China’s stocks and bonds take a pounding amid fears of slowing growth, rising inflation
Stock investors have been skittish as they question whether the economy’s growth rate can be sustained even as Beijing pledged more infrastructure investment and asked banks to extend more credit.
China’s stocks and bonds have been taking a beating this month amid concerns that Beijing’s move to boost investment will stoke inflation while doing little to boost growth.
The Shanghai Composite Index is down 6.2 per cent so far in August and 18 per cent in 2018, cementing Shanghai as the world’s worst-performing major stock market of the year. Meanwhile, an eight-month gain on the nation’s 10-year sovereign bond also seems to have lost momentum, with its yield rising by 16 basis points since the start of the month.
Stock investors have been skittish as they question whether the economy’s growth rate can be sustained even as Beijing pledged more investment in infrastructure projects and asked banks to extend more credit to support an economy grappling with trade tensions with the US.

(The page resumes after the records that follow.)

PR #442, opened 2025-09-11
GraalVM-17-to-21-update

knoxy5467:
Updating readme's and musl build scripts to reference building with graalvm-ce-21 instead of 17.


native-schema-registry/musl-build-helper-scripts/musl/Dockerfile.graalvm
```diff
@@ -1,4 +1,4 @@
-FROM ghcr.io/graalvm/native-image-community:17-muslib
+FROM ghcr.io/graalvm/native-image-community:21-muslib
```
isaurab007, line 1: Have a verified that musl build works fine with this image? Just confirming again.

knoxy5467: yes. Have done it many times as a part of troubleshooting.

PR #459, opened 2025-09-19
Upgarde csharp library version to OneOneTwentyFive to match java base we are using + Make demo producers multi-threaded

isaurab007:
# Issue #, if available:
1. The csharp library is versioned @ 1.1.10 which lost parity with Java base.
2. The producers in the demo use only one thread and therefore are not production-like examples.

# Description of changes:
1. This PR restores that parity of versioning in c layer and java base
2. Add multi-threaded producers making it production-like.


isaurab007:
Yes, all the tests pass. 

image

PR #460, opened 2025-09-19
Native caching protobuf

knoxy5467:
This pull request adds a caching mechanism for protobuf schema file descriptors in the `ProtobufPreprocessor` class to improve performance and reduce redundant parsing. It introduces a thread-safe, configurable cache using Guava's `LoadingCache`, and includes comprehensive unit tests to verify cache behavior, eviction, error handling, and thread safety.

### Caching and performance improvements

* Added a static, thread-safe `LoadingCache` to `ProtobufPreprocessor` for mapping schema definitions to `FileDescriptor` objects, reducing repeated parsing and improving performance. The cache size is configurable and defaults to 200 entries. [[1]](diffhunk://#diff-23c5f26757077053e654439751e0d464e7e01e0e1e063d1d8a37a24eaa2bb9b1R6-R49) [[2]](diffhunk://#diff-23c5f26757077053e654439751e0d464e7e01e0e1e063d1d8a37a24eaa2bb9b1R59-R104)
* Modified `prefixMessageIndexToBytes` to retrieve file descriptors from the cache, initializing the cache on first use if necessary. [[1]](diffhunk://#diff-23c5f26757077053e654439751e0d464e7e01e0e1e063d1d8a37a24eaa2bb9b1R6-R49) [[2]](diffhunk://#diff-23c5f26757077053e654439751e0d464e7e01e0e1e063d1d8a37a24eaa2bb9b1R59-R104)
* Updated `initializeSerializerWithConfig` to initialize the cache with the configured size during serializer setup.

### Testing and reliability

* Added a new test class `ProtobufPreprocessorTest` with unit tests covering cache hits, eviction, zero-size cache, invalid schema handling, custom cache size, and thread safety for cache initialization.

### Thread safety and configuration

* Ensured thread-safe cache initialization using double-checked locking and provided a synchronized method to explicitly set cache size.

These changes collectively improve the efficiency, reliability, and configurability of protobuf schema handling in the schema registry serialization process.

### DIFF
--- a/native-schema-registry/src/main/java/com/amazonaws/services/schemaregistry/GlueSchemaRegistrySerializationHandler.java
+++ b/native-schema-registry/src/main/java/com/amazonaws/services/schemaregistry/GlueSchemaRegistrySerializationHandler.java
@@ -67,6 +67,7 @@ public class GlueSchemaRegistrySerializationHandler {
             String filePath = CTypeConversion.toJavaString(configFilePath);
             Map<String, String> configs = ConfigurationFileReader.loadConfigFromFile(filePath);
             NativeGlueSchemaRegistryConfiguration configuration = new NativeGlueSchemaRegistryConfiguration(configs);
+            ProtobufPreprocessor.initializeCache(configuration.getCacheSize());
             SerializerInstance.create(configuration);
             return 0;
         } catch (Exception e) {


native-schema-registry/src/main/java/com/amazonaws/services/schemaregistry/serializer/ProtobufPreprocessor.java
```diff
@@ -35,4 +56,50 @@ public static byte[] prefixMessageIndexToBytes(byte[] bytesToEncode, String sche
...
+    private static Descriptors.FileDescriptor getFromCache(@Nonnull String schemaDef) throws UncheckedExecutionException {
+
+        if (schemaDefToFileDescriptorCache == null) {
+            synchronized (ProtobufPreprocessor.class) {
+                if (schemaDefToFileDescriptorCache == null) {
+                    initializeCache(cacheLimit);
+                }
+            }
+        }
+        return schemaDefToFileDescriptorCache.getUnchecked(schemaDef);
```
isaurab007, line 83: Can you document the reason behind going with `getUnchecked` over `get` as a line comment?

isaurab007: Also, why does `initializeCache` need to be thread safe but not `getUnchecked`? Is it already thread safe?

native-schema-registry/test/java/com/amazonaws/services/schemaregistry/serializer/ProtobufPreprocessorTest.java
```diff
@@ -0,0 +1,249 @@
...
+        ProtobufPreprocessor.prefixMessageIndexToBytes(
+                testBytes, basicSyntax2Schema,
+                "com.amazonaws.services.schemaregistry.tests.protobuf.syntax2.basic.Phone");
+
+        assertEquals(missCountBefore + 1, cache.stats().missCount(),
+                "Should have one more miss");
+    }
+
+    @Test
+    public void testThreadSafetyOfCacheInitialization() throws Exception {
```
isaurab007, line 183: Same thing, do we want to add another test for parallel cache access (getUnchecked) here? Or does `google.common.cache` library make any claims about thread safety of the method?

native-schema-registry/src/main/java/com/amazonaws/services/schemaregistry/serializer/ProtobufPreprocessor.java
isaurab007, line 83: Have we tested scenarios where the size of `schemaDef` is huge (multiple KBs or even larger)? Does it have any impact on memory? Do we want to use its hash as the key instead?

native-schema-registry/test/java/com/amazonaws/services/schemaregistry/serializer/ProtobufPreprocessorTest.java
```diff
@@ -0,0 +1,249 @@
+package com.amazonaws.services.schemaregistry.serializer;
```
isaurab007, line 1: Nit: I think we should also write tests for the functionality of `prefixMessageIndexToBytes` and `convertBase64SchemaToStringSchema` apart from caching, so we can validate the main methods in this class. Can go in as another PR.

isaurab007 (changes requested):

native-schema-registry/test/java/com/amazonaws/services/schemaregistry/serializer/ProtobufPreprocessorTest.java
knoxy5467: We are using this cache specifically because it is thread safe.

native-schema-registry/test/java/com/amazonaws/services/schemaregistry/serializer/ProtobufPreprocessorTest.java
knoxy5467: Those tests can be added at a later date. We should not add extra tests for testing functionality that was not added from this PR.

native-schema-registry/src/main/java/com/amazonaws/services/schemaregistry/serializer/ProtobufPreprocessor.java
knoxy5467: if you check the documentation: https://guava.dev/releases/11.0.2/api/docs/com/google/common/cache/CacheBuilder.html

you will find that the cache uses hashing for keys.

Additionally this cache uses the same configuration value at startup as the same cache we use in the serde.

knoxy5467: getUnchecked is already thread safe as the cache itself is thread safe. 

the initialization is not thread safe as we do not want multiple threads to attempt to init the same object.

Additionally get vs get unchecked is just a difference in the type of exception that is expected from the underlying cache. The .parse() method throws and unchecked exception class.

native-schema-registry/src/main/java/com/amazonaws/services/schemaregistry/serializer/ProtobufPreprocessor.java
```diff
@@ -3,29 +3,50 @@
...
+import java.util.concurrent.ExecutionException;
+
+import javax.annotation.Nonnull;
 
 public class ProtobufPreprocessor {
     private static final ProtobufWireFormatEncoder ENCODER = new ProtobufWireFormatEncoder(new MessageIndexFinder());
     private static final MessageIndexFinder MESSAGE_INDEX_FINDER = new MessageIndexFinder();
 
+    private static volatile long cacheLimit = 200; // same default as GlueSchemaRegistryConfiguration
+    private static volatile LoadingCache<String, Descriptors.FileDescriptor> schemaDefToFileDescriptorCache;
```
blacktooth, line 30: Can we move the cache deeper into Java layer?

knoxy5467: What do you mean as to moving this deeper into the Java layer?

we already do schema caching at the next layer with the calls to AWS.

PR #464, opened 2025-09-24
Move away from dataFormat config in C# by passing it manually in Serialize method

isaurab007:
# Issue #, if available:
Today, other languages do not rely on dataFormat attribute in the configuration file and do not need them at the time of serializer initialization. However, this pattern is inconsistent with Csharp.

# Description of changes:
This change does away the necessity of the `dataFormat` in the config file making it similar to golang and java.

# New usage
```csharp
private static readonly string CONFIG_PATH = "<PATH_TO_CONFIG_FILE>";
var protobufSerializer = new GlueSchemaRegistryKafkaSerializer(CONFIG_PATH);
var serialized = protobufSerializer.Serialize(message, message.Descriptor.FullName, "PROTOBUF");
// send serialized bytes to Kafka using producer.Produce(serialized)
```

# Test results after the changes
image


native-schema-registry/csharp/AWSGsrSerDe/AWSGsrSerDe.Tests/deserializer/GlueSchemaRegistryKafkaDeserializerTests.cs
```diff
@@ -31,8 +31,10 @@ namespace AWSGsrSerDe.Tests.deserializer
     [TestFixture]
     public class GlueSchemaRegistryKafkaDeserializerTests
     {
-        private static readonly string AVRO_CONFIG_PATH = GetConfigPath("configuration/test-configs/valid-minimal.properties");
-        private static readonly string PROTOBUF_CONFIG_PATH = GetConfigPath("configuration/test-configs/valid-minimal-protobuf.properties");
+        private static readonly string CONFIG_PATH = GetConfigPath("configuration/test-configs/valid-minimal.properties");
+        private const string AVRO_DATA_FORMAT = "AVRO";
+        private const string JSON_DATA_FORMAT = "JSON";
+        private const string PROTOBUF_DATA_FORMAT = "PROTOBUF";
```
knoxy5467, line 37: these constants should probably be declared in the actual library itself instead of just in the tests.

native-schema-registry/csharp/AWSGsrSerDe/AWSGsrSerDe/serializer/GlueSchemaRegistryKafkaSerializer.cs
```diff
@@ -34,9 +33,7 @@ public class GlueSchemaRegistryKafkaSerializer
         /// <param name="configFilePath">Path to the configuration properties file</param>
         public GlueSchemaRegistryKafkaSerializer(string configFilePath)
         {
-            _dataFormat = ConfigFileReader.GetConfigValue(configFilePath, "dataFormat") ?? "AVRO";
             _schemaNamingStrategy = new DefaultSchemaNameStrategy();
-            
             _glueSchemaRegistrySerializer = new GlueSchemaRegistrySerializer(configFilePath);
         }
```
knoxy5467, line 38: to stay consistent with java https://github.com/knoxy5467/aws-glue-schema-registry/blob/9a9d6cd5e151084d0c772466299bccdf152d9faf/serializer-deserializer/src/main/java/com/amazonaws/services/schemaregistry/deserializers/GlueSchemaRegistryKafkaDeserializer.java#L68-L74 We should probably keep the dataformat as a part of the csharp initialization. Just instead of it being pulled from the config file it should be passed in.

native-schema-registry/csharp/AWSGsrSerDe/AWSGsrSerDe/serializer/GlueSchemaRegistryKafkaSerializer.cs
```diff
@@ -47,22 +44,22 @@ public GlueSchemaRegistryKafkaSerializer(string configFilePath)
...
         /// <returns>serialized byte array</returns>
-        public byte[] Serialize(object data, string topic)
+        public byte[] Serialize(object data, string topic, string dataFormat)
         {
             if (data == null)
             {
                 return null;
             }
 
-            var serializer = DataFormatSerializerFactory.GetInstance().GetSerializer(_dataFormat);
```
knoxy5467, line 57: As I mentioned in earlier comments. I think that this method was fine. Simply where we get data format from should probably be changed.

If we want to break from java and have the data format serde be declared at serialize time then that is fine too. But should be documented as a split from java.

isaurab007:
We thought more about this and seems like an extra dataformat config at initialization feels redundant given we are already passing in a config file path as the very adjacent argument.

knoxy5467:
The decision was not about it being redundant but about moving this to be re-evaluated at a later date.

Bondholders have also been quick to cash out following a jump in the price of commodities from steel to coal that points to a possible rise in inflation. A weakening yuan has sparked worries that rising costs of imports will lead to higher domestic prices.
Stagflation – when the economic growth rate of a country slows while inflation is high – could be coming, analysts say.
“By using infrastructure investment to spur growth, it will usually bring a side effect of inflation,” said Wu Kan, a fund manager at Shanshan Finance in Shanghai. “So there’s a reason for investors to be concerned about stagflation, and they are finding it difficult to decide where to put their money. The best choice now is to hold cash.”
Inflation may already be brewing in industrial products. Futures contracts on rebars – a type of steel used in construction – rose on Monday to their highest level in six years on the Shanghai Futures Exchange, and prices of coking coal – used to make steel – climbed to a record high last week on the Dalian Commodity Exchange. Shenwan Hongyuan Group said consumer inflation is also facing upside pressure, because of rising pork prices and home rents.
China’s economic growth stabilised at 6.7 per cent in the second quarter, but the pace of expansion will probably slow to 6.6 per cent over the next two months and 6.5 per cent in the month after that, according to Bloomberg data.
China’s latest lesson of investment-induced inflation was during the global financial crisis in 2008, when the government launched an unprecedented 4 trillion yuan (US$538.7 billion) stimulus programme. Consumer prices accelerated as much as 6.5 per cent and producer prices rose as much as 7.5 per cent, prompting the central bank to raise interest rates five times to control prices from 2010 to 2011.
China needs to be extremely cautious about stepping up infrastructure investment, said Jiang Chao, a bond analyst at Haitong Securities in Shanghai. “Instead, it should cut taxes significantly, reducing the burdens of individuals and corporations and increasing their consumption power and research and development capability, to create real growth.”